Where the string "justification" appears in a line of the material below, copy that line.

━━━━━ GIVEN INFORMATION

PR #711, opened 2023-03-06
Reject CVE-2010-4756 for glibc

luhring:
Thanks to @kaniini for her analysis!

Command run to generate this diff:

```shell
wolfictl advisory create ./glibc.yaml --sync \
  --status 'not_affected' \
  --justification 'vulnerable_code_not_present' \
  --impact 'Not a vulnerability. POSIX does not guarantee memory safety; resource limits should be appropriately set on applications which use untrusted inputs to glob. BSD GLOB_LIMIT extension is unreliable and was rejected by the GNU project.' \
  --vuln 'CVE-2010-4756'
```

### DIFF
--- a/glibc.yaml
+++ b/glibc.yaml
@@ -31,6 +31,7 @@ secfixes:
     - CVE-2019-1010023
     - CVE-2019-1010024
     - CVE-2019-1010025
+    - CVE-2010-4756
   2.36-r1:
     - CVE-2022-39046
   2.37-r1:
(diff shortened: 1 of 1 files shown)


glibc.yaml
```diff
@@ -436,6 +437,11 @@ subpackages:
             && mv "${{targets.destdir}}"/usr/lib/locale/${{range.key}} "${{targets.subpkgdir}}"/usr/lib/locale/
 
 advisories:
+  CVE-2010-4756:
+    - timestamp: 2023-03-06T12:47:28.379717-05:00
+      status: not_affected
+      justification: vulnerable_code_not_present
```
kaniini, line 443: I don't think this is a correct justification for this specific case (though I admit it is the closest one).  There is a vulnerability, but the vulnerability is in the consumer of the API in this case.  Maybe we should add additional justification types to OpenVEX?

luhring: This has come up before: https://github.com/wolfi-dev/os/blob/main/flex.yaml#L75

tl;dr: Yes there should be a new enum value here, but that's a larger issue. We have a few of these already, and we'll want to come back and address them all once there's a new status.

I'd vote for not letting that block this PR.

kaniini: Sounds good, just as long as we have an issue tracking adding an additional enum.

kaniini (approved):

━━━━━━━━━━

• [OUTPUT FOR THIS EXERCISE]:
  --justification 'vulnerable_code_not_present' \
+      justification: vulnerable_code_not_present
kaniini, line 443: I don't think this is a correct justification for this specific case (though I admit it is the closest one).  There is a vulnerability, but the vulnerability is in the consumer of the API in this case.  Maybe we should add additional justification types to OpenVEX?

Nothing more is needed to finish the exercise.